### Work instruction
Render every entry verbatim.

Collected data
PR #2038, opened 2021-11-19
Add incompatible Sigma rules to the blocklist

### LINKED ISSUE #2037: Move Sigma rules that cause problems to a dedicated folder that is ignored by TS
Often times people just git clone the upstream Sigma project and expect the rules to work despite documented on multiple places.

One interim solution could be to just move the troubling filed to a dedicated folder and add an entry in ```https://github.com/google/timesketch/blob/master/data/sigma_blocklist.csv``` (note we can not do that by rule uuid because to get the rule uuid the rule must be parse, which in those cases would / could fail.

E.g. move the files to a deprecated sub folder.

jaegeral:
From time to time, people try to copy the whole Sigma repository into Timesketch and it will cause side effects and frustration.

With this PR two things will happen:

a) Rules / folders that are known not good and are mentioned in the `sigma_blocklist.csv` will now be ignored when returing rules over the API.

b) if a new rules is added to the Filesystem and is causing problems, it will add a line to the `sigma_blocklist.csv` and therefor ignore it for future iterations.

**Checks**

- [x] All tests succeed.
- [x] Unit tests added.
- [x] e2e tests added.
- [x] Documentation updated.

**Closing issues**
closes #2037

### DIFF
--- a/docs/guides/user/sigma.md
+++ b/docs/guides/user/sigma.md
@@ -63,6 +63,24 @@ The rules then will be under
 timesketch/data/sigma
 ```
 
+### Sigma Rules Blocklist file
+
+The `data/sigma_blocklist.csv` is the central point where Timesketch tries to maintain which rules are considered good or bad. By default each rule is considered good, but it is good practice to add them in that file if they are tested.
+
+Each method that reads Sigma rules from the a folder is checking, if part of the full path of a rule is mentioned in the `data/sigma_blocklist.csv` file.
+
+For examle a file at `/etc/timesketch/data/sigma/rules-unsupported/foo/bar.yml` would not be parsed as a line in `data/sigma_blocklist.csv` mentions:
+
+```
+/rules-unsupported/,bad,Sigma internal folder name,2021-11-19,
+```
+
+The header for that file are:
+
+```
+path,bad,reason,last_ckecked,rule_id
+```
+
 ### Sigma Rules
 
 The windows rules are stored in
@@ -87,6 +105,7 @@ There are multiple sigma related config variables in ```timesketch.conf```.
 SIGMA_RULES_FOLDERS = ['/etc/timesketch/sigma/rules/']
 SIGMA_CONFIG = '/etc/timesketch/sigma_config.yaml'
 SIGMA_TAG_DELAY = 5
+SIGMA_BLOCKLIST_CSV = '/etc/timesketch/sigma_blocklist.csv'
 ```
 
 The ```SIGMA_RULES_FOLDERS``` points to the folder(s) where Sigma rules are stored. The folder is the local folder of the Timesketch server (celery worker and webserver). For a distributed system, mounting network shares is possible.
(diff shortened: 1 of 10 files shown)


docs/guides/user/sigma.md
```diff
@@ -63,6 +63,24 @@ The rules then will be under
 timesketch/data/sigma
 ```
 
+### Sigma Rules Blocklist file
+
+The `data/sigma_blocklist.csv` is the central point where Timesketch tries to maintain which rules are considered good or bad. By default each rule is considered good, but it is good practice to add them in that file if they are tested.
```
berggren, line 68:
```suggestion
The `data/sigma_blocklist.csv` is where Timesketch maintains a list of incompatible rules. By default each rule is considered compatible, but it is good practice to add them in this file if they are tested and verified to not be compatible.
```

timesketch/lib/sigma_util.py
```diff
@@ -133,6 +141,14 @@ def get_sigma_rules(rule_folder, sigma_config=None):
                     continue
 
                 rule_file_path = os.path.join(dirpath, rule_filename)
+                block_because_csv = False
+
+                if any(x in rule_file_path for x in ignore_list):
+                    block_because_csv = True
+
+                if block_because_csv:
```
berggren, line 149: You can get rid of this block, and just `continue` in the `if any()` above. block_because_csv is not used anywhere else it seems.

timesketch/lib/sigma_util.py
```diff
@@ -273,6 +295,91 @@ def _sanatize_sigma_rule(sigma_rule_query: str) -> str:
...
+
+    Returns:
+        Sigma Blocklist path
+
+    Raises:
+        ValueError: Sigma blocklist file is not readabale.
+    """
+    logger.error(blocklist_path)
+
+    if blocklist_path is None or blocklist_path == '':
```
berggren, line 334:
```suggestion
    if not blocklist_path or blocklist_path == '':
```

berggren (changes requested):

timesketch/lib/sigma_util.py
jaegeral: done

docs/guides/user/sigma.md
```diff
@@ -63,6 +63,24 @@ The rules then will be under
 timesketch/data/sigma
 ```
 
+### Sigma Rules Blocklist file
+
+The `data/sigma_blocklist.csv` is where Timesketch maintains a list of incompatible rules. By default each rule is considered compatible, but it is good practice to add them in this file if they are tested and verified to not be compatible.
+
+Each method that reads Sigma rules from the a folder is checking, if part of the full path of a rule is mentioned in the `data/sigma_blocklist.csv` file.
```
berggren, line 70:
```suggestion
Each method that reads Sigma rules from the a folder is checking if part of the full path of a rule is mentioned in the `data/sigma_blocklist.csv` file.
```

berggren (approved):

### Result
PR #2038, opened 2021-11-19
Add incompatible Sigma rules to the blocklist

### LINKED ISSUE #2037: Move Sigma rules that cause problems to a dedicated folder that is ignored by TS
Often times people just git clone the upstream Sigma project and expect the rules to work despite documented on multiple places.

One interim solution could be to just move the troubling filed to a dedicated folder and add an entry in ```https://github.com/google/timesketch/blob/master/data/sigma_blocklist.csv``` (note we can not do that by rule uuid because to get the rule uuid the rule must be parse, which in those cases would / could fail.

E.g. move the files to a deprecated sub folder.

jaegeral:
From time to time, people try to copy the whole Sigma repository into Timesketch and it will cause side effects and frustration.

With this PR two things will happen:

a) Rules / folders that are known not good and are mentioned in the `sigma_blocklist.csv` will now be ignored when returing rules over the API.

b) if a new rules is added to the Filesystem and is causing problems, it will add a line to the `sigma_blocklist.csv` and therefor ignore it for future iterations.

**Checks**

- [x] All tests succeed.
- [x] Unit tests added.
- [x] e2e tests added.
- [x] Documentation updated.

**Closing issues**
closes #2037

### DIFF
--- a/docs/guides/user/sigma.md
+++ b/docs/guides/user/sigma.md
@@ -63,6 +63,24 @@ The rules then will be under
 timesketch/data/sigma
 ```
 
+### Sigma Rules Blocklist file
+
+The `data/sigma_blocklist.csv` is the central point where Timesketch tries to maintain which rules are considered good or bad. By default each rule is considered good, but it is good practice to add them in that file if they are tested.
+
+Each method that reads Sigma rules from the a folder is checking, if part of the full path of a rule is mentioned in the `data/sigma_blocklist.csv` file.
+
+For examle a file at `/etc/timesketch/data/sigma/rules-unsupported/foo/bar.yml` would not be parsed as a line in `data/sigma_blocklist.csv` mentions:
+
+```
+/rules-unsupported/,bad,Sigma internal folder name,2021-11-19,
+```
+
+The header for that file are:
+
+```
+path,bad,reason,last_ckecked,rule_id
+```
+
 ### Sigma Rules
 
 The windows rules are stored in
@@ -87,6 +105,7 @@ There are multiple sigma related config variables in ```timesketch.conf```.
 SIGMA_RULES_FOLDERS = ['/etc/timesketch/sigma/rules/']
 SIGMA_CONFIG = '/etc/timesketch/sigma_config.yaml'
 SIGMA_TAG_DELAY = 5
+SIGMA_BLOCKLIST_CSV = '/etc/timesketch/sigma_blocklist.csv'
 ```
 
 The ```SIGMA_RULES_FOLDERS``` points to the folder(s) where Sigma rules are stored. The folder is the local folder of the Timesketch server (celery worker and webserver). For a distributed system, mounting network shares is possible.
(diff shortened: 1 of 10 files shown)


docs/guides/user/sigma.md
```diff
@@ -63,6 +63,24 @@ The rules then will be under
 timesketch/data/sigma
 ```
 
+### Sigma Rules Blocklist file
+
+The `data/sigma_blocklist.csv` is the central point where Timesketch tries to maintain which rules are considered good or bad. By default each rule is considered good, but it is good practice to add them in that file if they are tested.
```
berggren, line 68:
```suggestion
The `data/sigma_blocklist.csv` is where Timesketch maintains a list of incompatible rules. By default each rule is considered compatible, but it is good practice to add them in this file if they are tested and verified to not be compatible.
```

timesketch/lib/sigma_util.py
```diff
@@ -133,6 +141,14 @@ def get_sigma_rules(rule_folder, sigma_config=None):
                     continue
 
                 rule_file_path = os.path.join(dirpath, rule_filename)
+                block_because_csv = False
+
+                if any(x in rule_file_path for x in ignore_list):
+                    block_because_csv = True
+
+                if block_because_csv:
```
berggren, line 149: You can get rid of this block, and just `continue` in the `if any()` above. block_because_csv is not used anywhere else it seems.

timesketch/lib/sigma_util.py
```diff
@@ -273,6 +295,91 @@ def _sanatize_sigma_rule(sigma_rule_query: str) -> str:
...
+
+    Returns:
+        Sigma Blocklist path
+
+    Raises:
+        ValueError: Sigma blocklist file is not readabale.
+    """
+    logger.error(blocklist_path)
+
+    if blocklist_path is None or blocklist_path == '':
```
berggren, line 334:
```suggestion
    if not blocklist_path or blocklist_path == '':
```

berggren (changes requested):

timesketch/lib/sigma_util.py
jaegeral: done

docs/guides/user/sigma.md
```diff
@@ -63,6 +63,24 @@ The rules then will be under
 timesketch/data/sigma
 ```
 
+### Sigma Rules Blocklist file
+
+The `data/sigma_blocklist.csv` is where Timesketch maintains a list of incompatible rules. By default each rule is considered compatible, but it is good practice to add them in this file if they are tested and verified to not be compatible.
+
+Each method that reads Sigma rules from the a folder is checking, if part of the full path of a rule is mentioned in the `data/sigma_blocklist.csv` file.
```
berggren, line 70:
```suggestion
Each method that reads Sigma rules from the a folder is checking if part of the full path of a rule is mentioned in the `data/sigma_blocklist.csv` file.
```

berggren (approved):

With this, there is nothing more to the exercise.